◆ **WHAT THE TASK REQUIRES**
From the first line to the last, write out the records exactly.

* * * * *

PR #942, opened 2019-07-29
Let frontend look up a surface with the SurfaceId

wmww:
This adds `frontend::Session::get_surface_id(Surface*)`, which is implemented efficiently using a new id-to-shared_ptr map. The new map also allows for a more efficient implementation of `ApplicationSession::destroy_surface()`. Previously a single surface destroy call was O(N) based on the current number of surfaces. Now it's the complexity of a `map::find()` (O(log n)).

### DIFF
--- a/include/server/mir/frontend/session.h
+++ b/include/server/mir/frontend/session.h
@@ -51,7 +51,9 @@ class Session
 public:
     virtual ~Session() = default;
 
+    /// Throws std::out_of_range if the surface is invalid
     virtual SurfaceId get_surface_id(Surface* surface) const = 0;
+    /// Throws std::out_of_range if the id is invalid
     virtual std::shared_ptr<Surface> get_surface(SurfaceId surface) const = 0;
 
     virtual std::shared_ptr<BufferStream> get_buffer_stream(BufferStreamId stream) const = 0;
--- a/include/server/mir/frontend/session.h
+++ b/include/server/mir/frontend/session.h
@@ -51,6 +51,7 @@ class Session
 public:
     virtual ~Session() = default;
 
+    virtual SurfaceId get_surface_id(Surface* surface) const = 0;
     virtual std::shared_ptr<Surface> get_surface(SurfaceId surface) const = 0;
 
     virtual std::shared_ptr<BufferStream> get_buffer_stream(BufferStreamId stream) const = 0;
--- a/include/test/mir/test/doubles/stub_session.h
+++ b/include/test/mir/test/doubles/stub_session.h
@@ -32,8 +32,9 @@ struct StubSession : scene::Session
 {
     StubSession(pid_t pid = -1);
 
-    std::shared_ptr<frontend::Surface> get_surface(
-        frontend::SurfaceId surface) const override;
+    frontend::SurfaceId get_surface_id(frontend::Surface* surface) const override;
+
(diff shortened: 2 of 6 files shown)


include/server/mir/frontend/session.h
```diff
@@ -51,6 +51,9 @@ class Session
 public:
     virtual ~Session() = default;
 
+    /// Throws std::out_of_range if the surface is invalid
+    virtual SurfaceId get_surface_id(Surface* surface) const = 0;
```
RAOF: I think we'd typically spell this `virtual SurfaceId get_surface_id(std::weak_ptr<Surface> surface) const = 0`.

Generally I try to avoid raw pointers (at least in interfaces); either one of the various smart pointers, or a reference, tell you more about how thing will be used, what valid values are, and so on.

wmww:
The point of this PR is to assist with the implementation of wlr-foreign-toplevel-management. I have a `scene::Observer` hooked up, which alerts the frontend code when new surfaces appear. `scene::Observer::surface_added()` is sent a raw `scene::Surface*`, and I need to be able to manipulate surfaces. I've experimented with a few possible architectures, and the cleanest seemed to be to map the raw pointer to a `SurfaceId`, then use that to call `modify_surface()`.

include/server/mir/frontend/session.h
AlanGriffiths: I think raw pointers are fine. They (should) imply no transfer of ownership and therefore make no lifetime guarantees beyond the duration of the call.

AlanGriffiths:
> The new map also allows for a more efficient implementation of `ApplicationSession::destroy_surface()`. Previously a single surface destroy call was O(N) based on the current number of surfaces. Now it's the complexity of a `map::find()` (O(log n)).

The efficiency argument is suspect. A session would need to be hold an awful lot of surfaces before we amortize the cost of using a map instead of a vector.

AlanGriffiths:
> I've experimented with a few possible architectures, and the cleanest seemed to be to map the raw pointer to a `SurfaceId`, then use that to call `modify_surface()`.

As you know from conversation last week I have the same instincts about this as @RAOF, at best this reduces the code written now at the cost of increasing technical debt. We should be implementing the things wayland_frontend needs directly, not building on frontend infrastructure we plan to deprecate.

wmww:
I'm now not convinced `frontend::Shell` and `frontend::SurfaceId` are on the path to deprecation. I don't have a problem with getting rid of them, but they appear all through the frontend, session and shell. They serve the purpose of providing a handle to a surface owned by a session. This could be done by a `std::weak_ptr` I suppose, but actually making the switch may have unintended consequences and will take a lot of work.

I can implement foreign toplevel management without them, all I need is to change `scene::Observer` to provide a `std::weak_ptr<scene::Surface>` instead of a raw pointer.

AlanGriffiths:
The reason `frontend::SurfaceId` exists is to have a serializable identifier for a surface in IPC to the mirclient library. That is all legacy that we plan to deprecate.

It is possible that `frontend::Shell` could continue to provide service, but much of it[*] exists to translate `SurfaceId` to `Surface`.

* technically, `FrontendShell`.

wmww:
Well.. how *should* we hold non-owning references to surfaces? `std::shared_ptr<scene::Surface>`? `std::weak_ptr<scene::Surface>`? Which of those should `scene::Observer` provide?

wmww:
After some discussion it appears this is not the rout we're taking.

* * * * *

◆ **EXPECTED ANSWER**
PR #942, opened 2019-07-29
Let frontend look up a surface with the SurfaceId

wmww:
This adds `frontend::Session::get_surface_id(Surface*)`, which is implemented efficiently using a new id-to-shared_ptr map. The new map also allows for a more efficient implementation of `ApplicationSession::destroy_surface()`. Previously a single surface destroy call was O(N) based on the current number of surfaces. Now it's the complexity of a `map::find()` (O(log n)).

### DIFF
--- a/include/server/mir/frontend/session.h
+++ b/include/server/mir/frontend/session.h
@@ -51,7 +51,9 @@ class Session
 public:
     virtual ~Session() = default;
 
+    /// Throws std::out_of_range if the surface is invalid
     virtual SurfaceId get_surface_id(Surface* surface) const = 0;
+    /// Throws std::out_of_range if the id is invalid
     virtual std::shared_ptr<Surface> get_surface(SurfaceId surface) const = 0;
 
     virtual std::shared_ptr<BufferStream> get_buffer_stream(BufferStreamId stream) const = 0;
--- a/include/server/mir/frontend/session.h
+++ b/include/server/mir/frontend/session.h
@@ -51,6 +51,7 @@ class Session
 public:
     virtual ~Session() = default;
 
+    virtual SurfaceId get_surface_id(Surface* surface) const = 0;
     virtual std::shared_ptr<Surface> get_surface(SurfaceId surface) const = 0;
 
     virtual std::shared_ptr<BufferStream> get_buffer_stream(BufferStreamId stream) const = 0;
--- a/include/test/mir/test/doubles/stub_session.h
+++ b/include/test/mir/test/doubles/stub_session.h
@@ -32,8 +32,9 @@ struct StubSession : scene::Session
 {
     StubSession(pid_t pid = -1);
 
-    std::shared_ptr<frontend::Surface> get_surface(
-        frontend::SurfaceId surface) const override;
+    frontend::SurfaceId get_surface_id(frontend::Surface* surface) const override;
+
(diff shortened: 2 of 6 files shown)


include/server/mir/frontend/session.h
```diff
@@ -51,6 +51,9 @@ class Session
 public:
     virtual ~Session() = default;
 
+    /// Throws std::out_of_range if the surface is invalid
+    virtual SurfaceId get_surface_id(Surface* surface) const = 0;
```
RAOF: I think we'd typically spell this `virtual SurfaceId get_surface_id(std::weak_ptr<Surface> surface) const = 0`.

Generally I try to avoid raw pointers (at least in interfaces); either one of the various smart pointers, or a reference, tell you more about how thing will be used, what valid values are, and so on.

wmww:
The point of this PR is to assist with the implementation of wlr-foreign-toplevel-management. I have a `scene::Observer` hooked up, which alerts the frontend code when new surfaces appear. `scene::Observer::surface_added()` is sent a raw `scene::Surface*`, and I need to be able to manipulate surfaces. I've experimented with a few possible architectures, and the cleanest seemed to be to map the raw pointer to a `SurfaceId`, then use that to call `modify_surface()`.

include/server/mir/frontend/session.h
AlanGriffiths: I think raw pointers are fine. They (should) imply no transfer of ownership and therefore make no lifetime guarantees beyond the duration of the call.

AlanGriffiths:
> The new map also allows for a more efficient implementation of `ApplicationSession::destroy_surface()`. Previously a single surface destroy call was O(N) based on the current number of surfaces. Now it's the complexity of a `map::find()` (O(log n)).

The efficiency argument is suspect. A session would need to be hold an awful lot of surfaces before we amortize the cost of using a map instead of a vector.

AlanGriffiths:
> I've experimented with a few possible architectures, and the cleanest seemed to be to map the raw pointer to a `SurfaceId`, then use that to call `modify_surface()`.

As you know from conversation last week I have the same instincts about this as @RAOF, at best this reduces the code written now at the cost of increasing technical debt. We should be implementing the things wayland_frontend needs directly, not building on frontend infrastructure we plan to deprecate.

wmww:
I'm now not convinced `frontend::Shell` and `frontend::SurfaceId` are on the path to deprecation. I don't have a problem with getting rid of them, but they appear all through the frontend, session and shell. They serve the purpose of providing a handle to a surface owned by a session. This could be done by a `std::weak_ptr` I suppose, but actually making the switch may have unintended consequences and will take a lot of work.

I can implement foreign toplevel management without them, all I need is to change `scene::Observer` to provide a `std::weak_ptr<scene::Surface>` instead of a raw pointer.

AlanGriffiths:
The reason `frontend::SurfaceId` exists is to have a serializable identifier for a surface in IPC to the mirclient library. That is all legacy that we plan to deprecate.

It is possible that `frontend::Shell` could continue to provide service, but much of it[*] exists to translate `SurfaceId` to `Surface`.

* technically, `FrontendShell`.

wmww:
Well.. how *should* we hold non-owning references to surfaces? `std::shared_ptr<scene::Surface>`? `std::weak_ptr<scene::Surface>`? Which of those should `scene::Observer` provide?

wmww:
After some discussion it appears this is not the rout we're taking.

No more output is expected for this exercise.